§ Problem: Scan the lines below for "original" and copy the matches.

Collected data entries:
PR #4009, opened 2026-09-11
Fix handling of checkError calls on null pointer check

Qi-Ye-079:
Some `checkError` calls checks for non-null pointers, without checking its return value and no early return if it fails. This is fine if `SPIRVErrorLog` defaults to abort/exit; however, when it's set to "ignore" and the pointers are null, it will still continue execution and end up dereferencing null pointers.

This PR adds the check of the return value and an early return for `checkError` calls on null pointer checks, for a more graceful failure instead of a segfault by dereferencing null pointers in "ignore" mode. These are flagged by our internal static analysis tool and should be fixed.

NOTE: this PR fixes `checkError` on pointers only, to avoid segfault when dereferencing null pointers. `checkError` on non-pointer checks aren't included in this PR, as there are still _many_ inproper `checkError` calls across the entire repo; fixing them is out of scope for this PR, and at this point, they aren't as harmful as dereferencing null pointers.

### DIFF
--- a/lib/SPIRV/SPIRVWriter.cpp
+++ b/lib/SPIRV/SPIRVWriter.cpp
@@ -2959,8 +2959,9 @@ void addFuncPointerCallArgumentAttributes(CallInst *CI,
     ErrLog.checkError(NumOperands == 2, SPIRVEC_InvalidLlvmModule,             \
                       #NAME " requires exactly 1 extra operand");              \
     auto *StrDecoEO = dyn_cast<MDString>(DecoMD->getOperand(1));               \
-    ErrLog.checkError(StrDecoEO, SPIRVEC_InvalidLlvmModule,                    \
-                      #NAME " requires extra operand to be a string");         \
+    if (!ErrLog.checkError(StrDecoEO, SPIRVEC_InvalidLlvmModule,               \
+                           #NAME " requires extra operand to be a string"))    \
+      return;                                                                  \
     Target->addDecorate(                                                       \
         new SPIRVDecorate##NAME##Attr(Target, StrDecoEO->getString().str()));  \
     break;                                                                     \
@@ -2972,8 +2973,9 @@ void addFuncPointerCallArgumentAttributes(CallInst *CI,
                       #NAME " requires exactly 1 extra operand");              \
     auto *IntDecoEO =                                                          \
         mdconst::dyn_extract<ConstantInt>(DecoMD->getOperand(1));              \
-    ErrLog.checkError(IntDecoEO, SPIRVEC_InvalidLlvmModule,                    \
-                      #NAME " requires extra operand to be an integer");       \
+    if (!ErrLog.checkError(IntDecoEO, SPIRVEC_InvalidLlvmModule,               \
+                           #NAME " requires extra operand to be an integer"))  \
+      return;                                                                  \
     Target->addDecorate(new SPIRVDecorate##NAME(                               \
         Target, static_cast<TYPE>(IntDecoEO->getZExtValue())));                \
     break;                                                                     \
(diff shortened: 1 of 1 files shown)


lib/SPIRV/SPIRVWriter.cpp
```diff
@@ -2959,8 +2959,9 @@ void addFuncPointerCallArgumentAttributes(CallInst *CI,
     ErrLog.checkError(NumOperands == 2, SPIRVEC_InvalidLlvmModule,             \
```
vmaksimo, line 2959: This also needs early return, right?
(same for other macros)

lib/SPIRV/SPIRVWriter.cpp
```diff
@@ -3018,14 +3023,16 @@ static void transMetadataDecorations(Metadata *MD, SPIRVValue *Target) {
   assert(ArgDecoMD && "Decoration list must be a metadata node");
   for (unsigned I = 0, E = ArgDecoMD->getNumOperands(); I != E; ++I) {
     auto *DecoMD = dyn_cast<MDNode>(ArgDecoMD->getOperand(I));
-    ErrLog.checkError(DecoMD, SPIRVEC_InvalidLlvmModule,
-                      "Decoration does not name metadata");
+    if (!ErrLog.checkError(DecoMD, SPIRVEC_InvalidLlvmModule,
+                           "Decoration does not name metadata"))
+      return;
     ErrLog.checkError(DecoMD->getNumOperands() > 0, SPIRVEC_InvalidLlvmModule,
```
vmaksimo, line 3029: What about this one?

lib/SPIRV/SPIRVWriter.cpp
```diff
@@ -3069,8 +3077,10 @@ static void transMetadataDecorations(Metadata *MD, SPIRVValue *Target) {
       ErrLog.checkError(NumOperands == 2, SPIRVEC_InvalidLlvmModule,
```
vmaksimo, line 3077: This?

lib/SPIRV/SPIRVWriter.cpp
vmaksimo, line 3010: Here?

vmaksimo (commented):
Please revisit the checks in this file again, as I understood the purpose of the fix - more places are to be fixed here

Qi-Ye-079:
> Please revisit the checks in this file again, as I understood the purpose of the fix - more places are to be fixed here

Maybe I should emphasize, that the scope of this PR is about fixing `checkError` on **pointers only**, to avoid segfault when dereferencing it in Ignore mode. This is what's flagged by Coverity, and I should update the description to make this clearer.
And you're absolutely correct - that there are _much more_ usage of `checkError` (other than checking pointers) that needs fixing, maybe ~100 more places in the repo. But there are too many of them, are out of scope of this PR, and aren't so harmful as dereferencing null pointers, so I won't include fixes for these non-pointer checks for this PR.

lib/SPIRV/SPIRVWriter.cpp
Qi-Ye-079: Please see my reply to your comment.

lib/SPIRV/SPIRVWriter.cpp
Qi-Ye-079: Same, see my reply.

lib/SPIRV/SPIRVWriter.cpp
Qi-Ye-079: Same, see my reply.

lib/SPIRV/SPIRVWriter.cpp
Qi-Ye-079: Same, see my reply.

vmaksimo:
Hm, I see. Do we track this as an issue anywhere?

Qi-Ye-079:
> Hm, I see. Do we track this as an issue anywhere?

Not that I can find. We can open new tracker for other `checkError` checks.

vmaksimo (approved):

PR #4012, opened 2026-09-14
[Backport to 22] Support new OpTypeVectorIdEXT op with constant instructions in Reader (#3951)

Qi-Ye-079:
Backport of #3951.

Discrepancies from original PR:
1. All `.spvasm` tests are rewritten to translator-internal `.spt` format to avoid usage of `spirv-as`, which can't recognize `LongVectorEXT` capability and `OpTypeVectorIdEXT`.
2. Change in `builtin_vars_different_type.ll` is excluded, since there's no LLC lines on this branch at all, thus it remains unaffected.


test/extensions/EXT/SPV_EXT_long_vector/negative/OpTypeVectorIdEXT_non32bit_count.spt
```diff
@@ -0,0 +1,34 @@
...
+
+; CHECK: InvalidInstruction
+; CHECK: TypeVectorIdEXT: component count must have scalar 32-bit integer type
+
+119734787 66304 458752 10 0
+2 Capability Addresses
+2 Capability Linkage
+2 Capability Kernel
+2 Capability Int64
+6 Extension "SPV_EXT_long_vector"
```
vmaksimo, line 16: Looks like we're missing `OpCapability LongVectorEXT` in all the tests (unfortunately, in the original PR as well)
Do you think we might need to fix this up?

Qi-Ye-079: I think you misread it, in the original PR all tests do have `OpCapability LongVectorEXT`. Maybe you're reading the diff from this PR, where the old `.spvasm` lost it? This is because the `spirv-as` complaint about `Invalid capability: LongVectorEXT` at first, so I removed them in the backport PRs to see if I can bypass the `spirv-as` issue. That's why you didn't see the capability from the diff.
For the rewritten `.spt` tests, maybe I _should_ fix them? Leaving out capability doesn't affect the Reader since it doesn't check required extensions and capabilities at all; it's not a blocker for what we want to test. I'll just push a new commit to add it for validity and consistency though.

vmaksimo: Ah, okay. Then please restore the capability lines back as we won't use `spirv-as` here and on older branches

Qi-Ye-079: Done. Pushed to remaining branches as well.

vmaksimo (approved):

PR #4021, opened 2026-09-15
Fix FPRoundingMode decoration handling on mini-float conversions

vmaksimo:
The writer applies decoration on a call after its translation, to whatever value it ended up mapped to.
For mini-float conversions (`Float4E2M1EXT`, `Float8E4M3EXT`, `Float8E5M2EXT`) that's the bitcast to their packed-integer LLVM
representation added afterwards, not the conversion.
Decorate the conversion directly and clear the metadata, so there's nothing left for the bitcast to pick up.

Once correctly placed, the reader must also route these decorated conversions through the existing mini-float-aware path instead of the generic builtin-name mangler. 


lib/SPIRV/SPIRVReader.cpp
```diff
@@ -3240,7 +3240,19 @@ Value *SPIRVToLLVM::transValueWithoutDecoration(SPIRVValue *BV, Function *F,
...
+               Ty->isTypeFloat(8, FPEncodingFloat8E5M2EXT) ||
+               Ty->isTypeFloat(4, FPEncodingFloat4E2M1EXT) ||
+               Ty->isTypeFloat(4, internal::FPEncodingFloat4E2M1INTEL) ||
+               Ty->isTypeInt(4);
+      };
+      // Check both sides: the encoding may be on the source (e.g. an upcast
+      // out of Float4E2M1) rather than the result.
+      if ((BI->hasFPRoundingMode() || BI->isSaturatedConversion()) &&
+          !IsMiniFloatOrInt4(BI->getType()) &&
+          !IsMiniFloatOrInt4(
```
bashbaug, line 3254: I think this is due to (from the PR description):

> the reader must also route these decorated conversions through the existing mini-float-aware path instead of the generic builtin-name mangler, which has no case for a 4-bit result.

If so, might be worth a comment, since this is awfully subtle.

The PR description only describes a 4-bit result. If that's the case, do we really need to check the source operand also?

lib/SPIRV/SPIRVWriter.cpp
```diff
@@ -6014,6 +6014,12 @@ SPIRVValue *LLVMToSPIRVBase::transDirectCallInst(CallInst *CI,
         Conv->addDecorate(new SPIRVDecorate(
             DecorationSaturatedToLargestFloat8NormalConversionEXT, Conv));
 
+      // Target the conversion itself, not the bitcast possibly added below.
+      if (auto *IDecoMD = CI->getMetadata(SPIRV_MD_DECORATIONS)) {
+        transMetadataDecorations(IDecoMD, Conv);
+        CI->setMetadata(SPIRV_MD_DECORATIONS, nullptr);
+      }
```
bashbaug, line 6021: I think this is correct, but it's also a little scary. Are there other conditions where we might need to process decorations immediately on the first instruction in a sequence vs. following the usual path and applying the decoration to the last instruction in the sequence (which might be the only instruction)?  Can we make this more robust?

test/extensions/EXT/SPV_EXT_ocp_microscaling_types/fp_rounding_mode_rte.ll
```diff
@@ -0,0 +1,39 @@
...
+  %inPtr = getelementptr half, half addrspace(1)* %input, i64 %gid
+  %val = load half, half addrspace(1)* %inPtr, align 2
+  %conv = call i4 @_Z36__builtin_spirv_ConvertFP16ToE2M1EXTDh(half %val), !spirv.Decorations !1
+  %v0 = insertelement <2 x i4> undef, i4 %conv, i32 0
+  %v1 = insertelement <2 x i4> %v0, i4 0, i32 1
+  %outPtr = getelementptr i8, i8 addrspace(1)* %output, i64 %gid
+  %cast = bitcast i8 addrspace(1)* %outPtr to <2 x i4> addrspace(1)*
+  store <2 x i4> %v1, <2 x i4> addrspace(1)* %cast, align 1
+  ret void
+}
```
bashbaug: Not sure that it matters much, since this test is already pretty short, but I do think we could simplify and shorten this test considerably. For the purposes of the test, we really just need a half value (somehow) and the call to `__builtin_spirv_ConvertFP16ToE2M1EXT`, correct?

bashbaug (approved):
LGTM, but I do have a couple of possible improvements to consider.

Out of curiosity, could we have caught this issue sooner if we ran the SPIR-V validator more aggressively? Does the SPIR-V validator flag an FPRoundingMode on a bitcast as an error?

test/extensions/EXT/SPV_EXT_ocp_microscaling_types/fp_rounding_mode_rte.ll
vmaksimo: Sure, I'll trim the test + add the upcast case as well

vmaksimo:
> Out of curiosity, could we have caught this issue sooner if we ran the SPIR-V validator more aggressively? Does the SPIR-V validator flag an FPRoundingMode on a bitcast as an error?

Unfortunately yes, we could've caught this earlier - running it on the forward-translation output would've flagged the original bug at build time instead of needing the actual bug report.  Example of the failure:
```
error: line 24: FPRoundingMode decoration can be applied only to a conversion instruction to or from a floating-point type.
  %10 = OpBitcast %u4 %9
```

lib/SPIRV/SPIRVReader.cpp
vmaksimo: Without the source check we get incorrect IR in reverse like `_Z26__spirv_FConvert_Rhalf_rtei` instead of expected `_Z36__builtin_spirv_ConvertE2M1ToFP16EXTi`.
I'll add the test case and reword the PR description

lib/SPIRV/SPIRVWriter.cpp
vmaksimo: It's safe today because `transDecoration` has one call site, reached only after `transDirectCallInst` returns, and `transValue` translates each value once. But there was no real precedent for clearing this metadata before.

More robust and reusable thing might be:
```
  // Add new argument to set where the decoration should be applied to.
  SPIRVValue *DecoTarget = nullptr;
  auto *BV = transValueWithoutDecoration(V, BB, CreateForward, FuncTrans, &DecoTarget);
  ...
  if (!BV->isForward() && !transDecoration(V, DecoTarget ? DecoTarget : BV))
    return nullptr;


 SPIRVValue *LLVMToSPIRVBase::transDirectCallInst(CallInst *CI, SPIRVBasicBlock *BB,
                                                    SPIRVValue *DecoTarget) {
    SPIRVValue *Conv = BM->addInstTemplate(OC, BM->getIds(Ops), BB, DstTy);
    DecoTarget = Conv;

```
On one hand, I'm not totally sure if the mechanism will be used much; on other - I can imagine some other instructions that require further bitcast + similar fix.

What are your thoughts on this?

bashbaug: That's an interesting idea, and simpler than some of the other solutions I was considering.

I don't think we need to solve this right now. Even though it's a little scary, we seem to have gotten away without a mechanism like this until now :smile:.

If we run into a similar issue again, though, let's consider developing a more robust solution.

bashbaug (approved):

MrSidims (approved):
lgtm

§ Written reply:
Discrepancies from original PR:
vmaksimo, line 16: Looks like we're missing `OpCapability LongVectorEXT` in all the tests (unfortunately, in the original PR as well)
Qi-Ye-079: I think you misread it, in the original PR all tests do have `OpCapability LongVectorEXT`. Maybe you're reading the diff from this PR, where the old `.spvasm` lost it? This is because the `spirv-as` complaint about `Invalid capability: LongVectorEXT` at first, so I removed them in the backport PRs to see if I can bypass the `spirv-as` issue. That's why you didn't see the capability from the diff.
Unfortunately yes, we could've caught this earlier - running it on the forward-translation output would've flagged the original bug at build time instead of needing the actual bug report.  Example of the failure:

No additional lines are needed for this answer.